In emergency cases (imminent suicide risk, acute psychosis, extreme dysregulation), the corresponding health protocol must be activated, with the support of the technical team, and detailed records of the actions must be kept.
Networking: Health, Education, Protection and Reform
The mental health of minors in vulnerable contexts cannot be addressed through a single system. The success of any clinical intervention depends on the existence of a coordinated network which includes:
- Child and adolescent mental health services.
- Child protection or juvenile justice teams.
- Educational centers.
- Stable families or emotional references.
- Educational and technical staff of residential or therapeutic resources.
A common misconception is that once referred, the case "moves" to mental health care.

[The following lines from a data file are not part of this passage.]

PR #2973, opened 2023-04-03
VersionMessage: deprecate `isPingPongSupported()` and `ProtocolVersion.PONG`

schildbach:
Our minimum version is at 70000 already.


msgilligan (approved):
LGTM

In reality, the approach must be collaborative, respecting the roles of each system but coordinating goals, pace, and support.
Caring for mental health from an educational perspective is possible (and necessary)
Faced with a generation of minors increasingly exposed to trauma, emotional precariousness and life uncertainty, Socio-educational work plays a crucial role in early detection, emotional support and institutional support of care.
It's not about psychologizing everything. It's about understanding that what the child expresses makes sense, that mental health isn't built solely through clinical consultations, and that a trained, knowledgeable, and committed educator or social professional can be the first link in the chain of recovery.
Training in mental health from an educational perspective is, today more than ever, a requirement for professional quality and social justice.